Salix alba S fr

Willow bark contains salicin and other aspirin-like compounds. It is used to treat pain and inflammation, but does not have the stomach-irritating or blood-thinning effects of aspirin.

Willow helps to lower fevers, and can be used as a gentle pain reliever for headaches, arthritis, gout, rheumatism, muscle aches, and lower back pain.

Salicaceae Willow family

Description: Tall deciduous trees that frequently hybridize with each other.

Habitat: Mainly riverbanks and other wet areas.

Distribution: Willows are found all around the world, in a wide variety of habitats.

Species used: Crack willow (S.fragilis) usually has higher levels of salicin than white willow (S. alba), which is the species mentioned in most herbals.

In North America, the black willow (S. nigra) is the main species used. Many species are used medicinally worldwide.

Parts used: Bark, collected in spring, and leaves.

It is a fine cool tree, the boughs of which are very convenient to be placed in the chamber of one sick of a fever.

- Culpeper (1653)

The branch tips and leaves, known as willow/tips... are traditionally used in many parts of South Africa to treat rheumatism and fever.

Willows are graceful trees often found growing by water. White willow is particularly elegant, with its silvery leaves swaying in the wind. Crack willow is so named because the fast-growing trunk often cracks and splits under its own weight. The familiar silver catkins, "pussy willow," are from the sallows, a group of willows with broader leaves.

Willows are highly adaptable trees, and will usually root readily from a stick put in the ground. Willow leaves, mashed up and soaked in water, can be used as a natural rooting hormone to help root cuttings of other plants.

Willows have many uses. The flexible shoots, mainly of osier (Salix viminalis), make excellent wicker baskets, and the wood of a variety of white willow is used commercially for clogs and cricket bats. Willow wood is burnt to make charcoal for drawing, and willow charcoal was once used in producing gunpowder.

Willow contains high levels of pain-relieving salicin. The modern use of aspirin is said to begin in 1763 when Rev. Edmund Stone extracted salicylic acid from willow bark for his parishioners' use. During the nineteenth century various scientists produced salicylic acid in the laboratory, and in 1853 the French chemist Charles

Gerhardt made a primitive form of aspirin. Later a German chemist discovered a better method for synthesizing the drug, and it started being marketed by Bayer in 1899. Aspirin, acetylsalicylic acid, is one of the most widely used drugs in the world today.

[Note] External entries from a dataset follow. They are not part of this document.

PR #3730, opened 2024-02-09
Fixed issue #19359: js error in console about ckeditor

gabrieljenik:
- Updated CKEditor to 4.22.1 (latest open source version of CKEditor 4)
- Updated with second link from build-config.js without additions


Shnoulle (approved):
Always approve an update.

ptelu:
Could you also update the plugins loaded in config.js to the matching version of ckeditor, to prevent any issues or if you know they are not used remove them.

Interestingly, the early herbals do not focus on willow for relieving pain but more on its astringent action in stopping bleeding, diarrhea, and other "fluxes." The leaves, boiled in wine and drunk over an extended period of time, were considered an effective treatment to reduce lust in both sexes.

It is possible that willow was used for pain as a folk remedy that didn't make it into the books. Willow bark was chewed by country folk to relieve headaches and toothache, and to treat the ague, a type of malarial fever.

Today herbalists use willow mainly for pain, inflammation, and fever. Our son, who suffered from ME for several years as a young teenager, always asked for it for his headaches and muscle aches and pains. Like meadowsweet, it is effective for arthritis and rheumatism, and can help with the pain of polymyalgia rheumatica and fibromyalgia, for which it combines well with Guelder rose.

Pussy willow, Shropshire, in April.

Note that if you are taking aspirin as a blood thinner, you cannot replace it with willow, which lacks this effect. But for long-term pain relief willow may be better for the stomach than aspirin.

Cautions: Do not take willow if you are allergic to aspirin or while breastfeeding.

Willow bark tincture

• rheumatism

• sports injuries

Willow bark tincture

Harvest the bark in the spring, from branches where it isn't too thick. Use a sharp knife to strip thin slices of bark lengthwise off the branch on one side, taking care not to take too much from any one place.

Put the willow bark in a jar, and pour in enough vodka to cover it. Leave it in a cool dark place for a month, shaking regularly every few days. Strain off the liquid, bottle, and label it.

Dose: 1 teapsoon three times a day, taken in a little water when needed for relief of pain and inflammation.